Ken became a father’s rights activist. From experience, he realized that the one thing men suddenly deprived of their homes and families need more than anything else is relief from the intense loneliness they face. Typically, they have no clue as to their legal rights or obligations and are ill-equipped to negotiate the women-friendly family law maelstrom into which they’ve been sucked.

Ten days ago, under Ken’s direction, a new fathers rights support group—“Ottawa Fathers”—opened its doors for business. Ken had fairly humble expectations, but before the first day of business ended, he had fielded over 100 e-mails of interest, warm encouragement and petitions for assistance from the Ottawa area and beyond.

A core group of 20 has already formed. The first meeting of the group has been set for April 7. What makes

Ottawa Fathers different from other father support groups, which focus on information-sharing, is that it offers peer support—they “walk the walk” of the family law journey on a case by case basis, as well as offering a temporary safe house for men who have been thrown out of their family home or who are escaping domestic abuse (yes, it happens more than either side likes to admit). They’ll help with paperwork, accompany a man to court, seek a sympathetic lawyer and, in short, just—you know—be there for them.

To my knowledge, this is the first Canadian initiative that is trying to duplicate for men services like shelters, counselling and paralegal guidance that are widely available for women, all generously funded by charities and government. Needless to say, Ken’s group will depend entirely on private funds. No men’s groups I know of receive a cent from government or charities.

A lot of the men Ken deals with are suicidal or victims of domestic abuse. About 800 men in Ontario kill themselves every year. Around half of them are at the time of their suicide involved in the family law system. If women were killing themselves in such numbers and had this factor in common, there would be a national outcry. But there seems to be little public interest in knowing why men feel so tortured during a process that is purportedly even-handed in its judgments. Of course it isn’t, the suicides are proof of that, and still the beat goes on.

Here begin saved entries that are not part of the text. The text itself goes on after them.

PR #227, opened 2025-05-14
Observe URL changes due to redirects and/or history changes 

pfeiffer:
## Summary

For Strada Bridge Components, we ignore messages being sent unless the `url` match where the Strada Component was originally mounted. `url` is a controlled prop on the React Native side.

This causes issues when a Turbo Frame has changed the `document.location` of the WebView to something else (ie. with `data-turbo-action="replace"`), as the `document.location` is not out-of-sync with the `url` prop on the RN side, which is used to detect if messages sent via Strada bridge should be ignored or taken action on.

In order to make sure that we know the current URL of the WebView in React Native land, we can observe the `webView.url` value on the native side, and let the RN side know that it has changed due to eg. history pushes or redirects.

## Test plan

In order to test it, we need to have a Turbo Frame with `data-turbo-action="replace"` as well as a Strada component on the replaced content page.

I've created a branch on the demo web app that contains this: https://github.com/pfeiffer/turbo-native-demo/tree/test-turbo-frame-redirects

### Before

https://github.com/user-attachments/assets/588eb3e1-3fa1-4e7c-9b04-52c2eb52f8dc

### After

https://github.com/user-attachments/assets/597f7e7e-20d5-4e44-bb14-e93b8bdab608

### DIFF
--- a/packages/turbo/ios/RNVisitableView.swift
+++ b/packages/turbo/ios/RNVisitableView.swift
@@ -58,6 +58,7 @@ class RNVisitableView: UIView, RNSessionSubscriber {
   @objc var onShowLoading: RCTDirectEventBlock?
   @objc var onHideLoading: RCTDirectEventBlock?
   @objc var onContentProcessDidTerminate: RCTDirectEventBlock?
+  @objc var onUrlChange: RCTDirectEventBlock?
 
   private var onConfirmHandler: ((Bool) -> Void)?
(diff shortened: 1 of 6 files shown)


pfeiffer:
It was not easy to do something similar for Android, so I've opened #228 instead which has a slightly different approach but works on both Android and iOS.

PR #228, opened 2025-05-14
Fix BridgeComponents after Turbo Frame navigations or redirects

pfeiffer:
## Summary

This PR is an alternative to #227 that fixes issues with Strada Bridge Components as URLs change. It also fixes a bug in the existing code, where message listeners were not removed as bridge components were unmounted. The PR here is universal and works for both Android and iOS.

Strada Bridge Components compares the `url` it was initialized with the `url` of the metadata from the WebView. This also means that if any of these become out-of-sync, Strada components will stop working. This out-of-sync can happen when eg. the WebView's history changes with a Turbo Frame navigation.

In #227, a solution to this was to observe the native WebView's `url` and sync changes back to RN land. This works fine in iOS, but requires a lot of hacks to work on Android.

This PR fixes it in a different way by removing the `url` matching in Strada Components.

We originally introduced the `url` match assertion based on the Turbo Native iOS code. However, the implementation in React Native vs. Turbo Native iOS differ significantly; in React Native, we mount Bridge Components _with a key based on the url_, while in Turbo Native iOS, the bridge components are not removed when changing URL.

This means that in React Native, we can actually rely on the components being unmounted as navigation happens and the url changes. A new component will be mounted instead on the new url.

Based on this pattern, we can remove the `url` matching and assume that any messages received by the component with a matching name is related to _that_ url.

During my testing I saw that Strada Components were not being properly removed from the message listener queue when unmounted. This has also been addressed here.

## Test plan

As with #227, we can test that the Strada components work as expected by using the specific branch of the demo server.

I've created a branch on the demo web app that contains this: https://github.com/pfeiffer/turbo-native-demo/tree/test-turbo-frame-redirects

### DIFF
--- a/packages/turbo/src/BridgeComponent.ts
+++ b/packages/turbo/src/BridgeComponent.ts
@@ -5,14 +5,12 @@ import type {
   StradaMessage,
   StradaMessages,
   StradaComponentProps,
+  SessionMessageCallback,
 } from './types';
 
 const stradaMessageListener = (component: BridgeComponent) => (e: object) => {
   const message = e as StradaMessage;
-  if (
-    message?.component !== component.name ||
-    message?.data?.metadata?.url !== component.url
-  ) {
+  if (message?.component !== component.name) {
     return;
   }
   component.previousMessages[message.event] = message;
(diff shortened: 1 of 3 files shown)


piaccho:
Closing this PR as the issue was resolved in #230.

PR #230, opened 2025-06-17
Fix: BridgeComponents and sync iOS URL after frame navigations

piaccho:
## Summary

This PR provides a comprehensive fix for issues with Strada Bridge Components that occur after Turbo Frame navigations or redirects. It ensures that components remain active and that native iOS state remains synchronized, correcting functionality like pull-to-refresh.

This PR addresses two problems - #228 and iOS Pull-to-Refresh regression. To fix the iOS regression, this PR introduces an approach similar to what was mentioned in #227 - it has been resolved by adding a Key-Value Observer to the WKWebView's url property in RNVisitableView.swift. This restores pull-to-refresh and ensures native state consistency. 

## Test plan

We can test both Bridge components and pull-to-refresh functionalities work as expected by using the specific branch of the demo server.

This [branch](https://github.com/pfeiffer/turbo-native-demo/tree/test-turbo-frame-redirects?rgh-link-date=2025-05-14T10%3A44%3A15Z) of the demo web app includes Strada Components flow that can be used to test them.

## Demo

Functionalities tested on [this version](https://github.com/pfeiffer/turbo-native-demo/tree/test-turbo-frame-redirects?rgh-link-date=2025-05-14T10%3A44%3A15Z) of demo web app.

https://github.com/user-attachments/assets/0e45133e-bc4e-4e90-b9af-9fc2696118c6

### DIFF
--- a/packages/turbo/ios/RNVisitableView.swift
+++ b/packages/turbo/ios/RNVisitableView.swift
@@ -99,7 +99,27 @@ class RNVisitableView: UIView, RNSessionSubscriber {
                                                     bottom: contentInset["bottom"] ?? 0,
                                                     right: contentInset["right"] ?? 0)
   }
+
+  private var webViewUrlObservation: NSKeyValueObservation?
+
+  private func startObservingWebViewUrl() {
+    stopObservingWebViewUrl()
+    webViewUrlObservation = webView?.observe(\.url, options: [.new]) { [weak self] webView, change in
+            guard let self = self,
+                  let newUrl = change.newValue ?? nil,
+                  let controller = self.controller else { return }
+            
+            if controller.visitableURL != newUrl {
+                controller.visitableURL = newUrl
+            }
+        }   
+    }
     
+    private func stopObservingWebViewUrl() {
+        webViewUrlObservation?.invalidate()
+        webViewUrlObservation = nil
+    }
+
   override func willMove(toWindow newWindow: UIWindow?) {
     super.willMove(toWindow: newWindow)
     
@@ -115,6 +135,7 @@ class RNVisitableView: UIView, RNSessionSubscriber {
     super.didMoveToWindow()
     
     if (window == nil) {
+      stopObservingWebViewUrl()
       return
     }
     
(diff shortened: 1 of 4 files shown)


packages/turbo/ios/RNVisitableView.swift
```diff
@@ -99,7 +99,27 @@ class RNVisitableView: UIView, RNSessionSubscriber {
...
+  private func startObservingWebViewUrl() {
+    stopObservingWebViewUrl()
+    webViewUrlObservation = webView?.observe(\.url, options: [.new]) { [weak self] webView, change in
+            guard let self = self,
+                  let newUrl = change.newValue ?? nil,
+                  let controller = self.controller else { return }
+            
+            if controller.visitableURL != newUrl {
+                controller.visitableURL = newUrl
+            }
```
pklatka, line 114: 1. Shouldn't we notify the JS side that the url has been changed by Turbo? I guess this is fine when you do the `replace` action, but what about the `advance`? Don't know if this is even possible with Turbo. 
2. This feels hakish -> in this case there should be a small comment explaining this or a link to a GH issue.

pfeiffer: > Shouldn't we notify the JS side that the url has been changed by Turbo? I guess this is fine when you do the `replace` action, but what about the `advance`? Don't know if this is even possible with Turbo.

We could investigate if it'd make sense to trigger the `onLoad` prop on the JS-side, which could make sense.
The change here with KVO ensures `visitableURL` on the iOS is kept in-sync, so that pull-to-refresh will refresh the URL correctly after `history.push(..)` (eg. via Turbo Frame JS navigations on-site that do not go through the normal Turbo `advance` or `replace` flow)

> This` feels hakish -> in this case there should be a small comment explaining this or a link to a GH issue.

I think the solution is actually quite elegant, but agree that we probably need to add some comments as to what this does and why.

pklatka: Can be tracked as a follow-up.

PR #237, opened 2025-11-14
Support for New Architecture

pfeiffer:
This PR updates the library to require React Native 0.76+ and configures it for New Architecture compatibility via the interop layer.

## Breaking Changes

Last summer, as an experiment, I asked a male friend of mine to call up Ontario organizations listed by Health Canada as recognized bodies dealing with “family” needs, including help for victims of domestic violence. I also called some, pretending to have a brother with a battering female spouse. Neither of us could get to first base in terms of actual service. There was help on offer for abusing men, and for abused women. Nothing for male victims of abuse by women.

Several of these organizations were funded by government and by The United Way of Greater Toronto. I spoke to the director of allocations at United Way. They have no intention of researching or funding domestic abuse by women against men for the foreseeable future.

Ken Sandall’s group is filling a gap that shouldn’t be there.